I recall being at a state league basketball game and pacifying a heated exchange between one of our fans and one of the other team’s officials. All I did was get between them, smile, and affirm them both! That’s it. Within seconds I could feel both responding to the calm I endeavoured to bring.
Smiles work in shopping centres, in queues, on the road, and elsewhere, so long as our heart is smiling. And that’s the secret. It’s kindness that offers a smile when everyone’s frowning. A smiler knows they can bring peace even in angry and violent situations provided they’re prayerfully kind.
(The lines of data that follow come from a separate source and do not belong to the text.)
PR #22, opened 2018-09-21
add terraform to provision packet machine

paulfantom:
Add a script to provision packet machine and configure it so we can connect to it with libvirt client via SSH or TCP. It also automatically creates temporary ssh key file if needed (default behavior). 

/wip

### DIFF
--- a/hack/packet-provision.sh
+++ b/hack/packet-provision.sh
@@ -1,0 +1,36 @@
+#!/usr/bin/env bash
+set +e
+
+# Your Packet user account
+if [ "$PACKET_AUTH_TOKEN" == "" ]; then
+    echo "You need to set PACKET_AUTH_TOKEN variable first."
+    echo "Make sure that your SSH key is also set in packet.net"
+    exit 1
+fi
+
+export TF_VAR_environment_id=${ENVIRONMENT_ID:-$(uuidgen | cut -c1-8)}
+
+cd ./prebuild
+case ${1} in
+  "install")
+    ssh_path="$TF_VAR_ssh_key_path"
+    if [ "$TF_VAR_ssh_key_path" == "" ]; then
+        echo -e "\e[33mCreating temporary SSH file\e[0m"
+        ssh-keygen -t rsa -b 4096 -C "temporary packet.net key" -P "" -f "/tmp/packet_id_rsa" -q
+        ssh_path="/tmp/packet_id_rsa.pub"
+    fi
+    terraform init -input=false
+    terraform plan -input=false -out=tfplan.out && terraform apply -input=false -auto-approve tfplan.out
+    echo -e "\e[32m"
+    echo -e "*** Your packet.net host is called ${TF_VAR_environment_id}"
+    echo -e "*** You can also access it via SSH with key located in ${ssh_path}"
+    echo -e "\e[0m"
+    ;;
+  "destroy")
+    terraform destroy -input=false -auto-approve
+    rm /tmp/packet_id_rsa* || :
+    ;;
+  *)
+    echo "Use '$0 install' or '$0 destroy'."
+    ;;
+esac
--- a/hack/packet-provision.sh
+++ b/hack/packet-provision.sh
@@ -8,7 +8,13 @@ if [ "$PACKET_AUTH_TOKEN" == "" ]; then
     exit 1
 fi
 
-export TF_VAR_environment_id=${ENVIRONMENT_ID:-$(uuidgen | cut -c1-8)}
+# Your Packet user account
+if [ "$TF_VAR_packet_project_id" == "" ]; then
+    echo "You need to set TF_VAR_packet_project_id variable first."
+    exit 1
+fi
+
+export TF_VAR_id=${ID:-$(uuidgen | cut -c1-8)}
 
 cd ./prebuild
 case ${1} in
@@ -17,7 +23,7 @@ case ${1} in
     if [ "$TF_VAR_ssh_key_path" == "" ]; then
         echo -e "\e[33mCreating temporary SSH file\e[0m"
         ssh-keygen -t rsa -b 4096 -C "temporary packet.net key" -P "" -f "/tmp/packet_id_rsa" -q
-        ssh_path="/tmp/packet_id_rsa.pub"
+        ssh_path="/tmp/packet_id_rsa"
     fi
     terraform init -input=false
     terraform plan -input=false -out=tfplan.out && terraform apply -input=false -auto-approve tfplan.out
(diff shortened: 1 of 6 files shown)


hack/prebuild/main.tf
```diff
@@ -0,0 +1,32 @@
+resource "packet_project" "libvirt_actuator" {
+  name = "libvirt-actuator tests"
+}
+
+resource "packet_ssh_key" "key" {
+  name       = "unlikely_tf_ssh_key_name"
```
spangenberg: You should put ${var.environment_id} here.

hack/prebuild/main.tf
```diff
@@ -0,0 +1,32 @@
+resource "packet_project" "libvirt_actuator" {
+  name = "libvirt-actuator tests"
```
spangenberg: Maybe put ${var.environment_id} here.

hack/prebuild/main.tf
```diff
@@ -0,0 +1,32 @@
...
+}
+
+resource "packet_ssh_key" "key" {
+  name       = "unlikely_tf_ssh_key_name"
+  public_key = "${file("${var.ssh_key_path}")}"
+}
+
+resource "packet_device" "libvirt" {
+  hostname         = "${var.environment_id}"
```
spangenberg: Prepend something non alpha numeric, in case uuid generates a number fist.

hack/prebuild/init.sh
```diff
@@ -0,0 +1,19 @@
...
+unix_sock_rw_perms = "0770"
+listen_tls = 0
+listen_tcp = 1
+auth_tcp="none"
+tcp_port = "16509"
+EOF
+
+echo 'LIBVIRTD_ARGS="--listen"' >> /etc/sysconfig/libvirtd
+
+iptables -I INPUT -p tcp --dport 16509 -j ACCEPT -m comment --comment "Allow insecure libvirt clients"
```
bison: Are the tests going to use TCP or SSH as a transport for libvirt? I don't think it's okay to run these with unauthenticated libvirt listening on the public internet.

hack/prebuild/main.tf
```diff
@@ -0,0 +1,32 @@
+resource "packet_project" "libvirt_actuator" {
```
bison: Does this create a project for every build? We probably want a single re-used project. That will let us manage permissions to for it.

hack/prebuild/init.sh
enxebre: For CI I was thinking on parameterising the ip to allowed to access and then reuse your tls stuff, so we test it as it's consumed by the installer/mao. wdyt?

bison: Yeah, that sounds good. I'm not familiar with the e2e tests or the plan for those. Do they use the installer? If so, I think this should be on-hold until https://github.com/openshift/installer/pull/296 merges.

enxebre: Eventually we might use installer. Currently for mao/aws-actuator we use terraform to create the minimal infra needed to satisfy some actuator assumptions and verify expected behaviour, 
See https://github.com/openshift/machine-api-operator/tree/master/tests
e.g The minimal infra for libvirt actuator will contain a network and the ign volumes

bison: Ah, cool. Then I think it should be pretty easy to use TLS or SSH as the transport from the start. There aren't really any changes required for the actuator. The credentials, certs or SSH keys, just need to be available and the right URI needs to be used. The libvirt library will handle the rest.

bison: Just to add a little more detail on making TLS work: [here's a link to the docs](https://github.com/openshift/installer/blob/41a24535cb6025827ff4976650424d439e8c6661/docs/dev/libvirt-howto.md#17-configure-libvirt-to-accept-tls-connections)

We just need to generate the TLS assets somehow -- could use certtool, cfssl, or even Terraform if we don't want to use the Go tool in the installer PR. Then configure libvirtd to point to the certs and use a URI like: `qemu+tls://$IP/system?pkipath=/path/to/certs`

That should be enough and pretty secure as long as no one can access the generated certs and they are one-time use.

paulfantom: It would be probably easier to adapt it to use SSH as this already need SSH keys to connect to instance.

bison: Totally fine. As long as we're doing authentication and encryption somehow.

hack/packet-provision.sh
```diff
@@ -0,0 +1,36 @@
...
+case ${1} in
+  "install")
+    ssh_path="$TF_VAR_ssh_key_path"
+    if [ "$TF_VAR_ssh_key_path" == "" ]; then
+        echo -e "\e[33mCreating temporary SSH file\e[0m"
+        ssh-keygen -t rsa -b 4096 -C "temporary packet.net key" -P "" -f "/tmp/packet_id_rsa" -q
+        ssh_path="/tmp/packet_id_rsa.pub"
+    fi
+    terraform init -input=false
+    terraform plan -input=false -out=tfplan.out && terraform apply -input=false -auto-approve tfplan.out
```
frobware: As we have `-e` this could be two separate commands.

hack/packet-provision.sh
```diff
@@ -0,0 +1,36 @@
...
+    echo -e "\e[32m"
+    echo -e "*** Your packet.net host is called ${TF_VAR_environment_id}"
+    echo -e "*** You can also access it via SSH with key located in ${ssh_path}"
+    echo -e "\e[0m"
+    ;;
+  "destroy")
+    terraform destroy -input=false -auto-approve
+    rm /tmp/packet_id_rsa* || :
```
frobware: Why not use `rm -f`, instead of `||`?

hack/prebuild/init.sh
```diff
@@ -0,0 +1,19 @@
+#/bin/bash
+
+yum install -y -d1 libvirt libvirt-daemon-kvm
+usermod -aG libvirt root
```
frobware: Not sure I've looked to see how this script is used (or when) but do you not need `newgrp libvirt` here having modified the groups?

hack/prebuild/init.sh
```diff
@@ -0,0 +1,19 @@
...
+listen_tcp = 1
+auth_tcp="none"
+tcp_port = "16509"
+EOF
+
+echo 'LIBVIRTD_ARGS="--listen"' >> /etc/sysconfig/libvirtd
+
+iptables -I INPUT -p tcp --dport 16509 -j ACCEPT -m comment --comment "Allow insecure libvirt clients"
+
+systemctl start libvirtd
```
frobware: Do we also need `systemctl enable libvirtd`? Is there any expectation of this starting on reboot?

paulfantom: No, those machines aren't expected to be rebooted.

hack/prebuild/init.sh
paulfantom: It is used to install libvirt on packet host the easiest way.

hack/packet-provision.sh
paulfantom: Right, I will fix that in a follow-up PR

If you notice the snippets of text messages and emails in the image, you’ll see that these are all normal, albeit there is desperation in some of them. These are all parts of messages that I possess. I didn’t even have to look far.
If you think about the sorts of messages you receive or send, you may agree. Desperation is part of our human condition. We have the opportunity to harmonise the threatening moods of desperation to make a place of safety both for ourselves and the others we care about.
Hugging is something that is also underrated—at least for those who feel safe being hugged, and for those who feel comfortable giving hugs. Long lingering hugs punctuated with purity are completely non-sexual and affirm our deepest needs for acceptance and belonging.
Can you imagine how powerful an interaction of listening and appropriate (for the person being cared for) physical presence is? So simple and profound. The less we do, the more impact we have, if we truly care. Somehow God does all the work.
There are people we know—not least ourselves at times—every single day who could do with an encouraging word, a listening ear, a smile, a hug.
The more we pray for opportunities to do these things, the more we’ll notice situations needing our help, and the more God will have people pick us out. It is an enormous privilege to be trusted enough to help.
I can tell you now, I’ve faced such desperate situations emotionally and spiritually that God has shown me how common and how brutal desperate situations are. Help is desperately needed.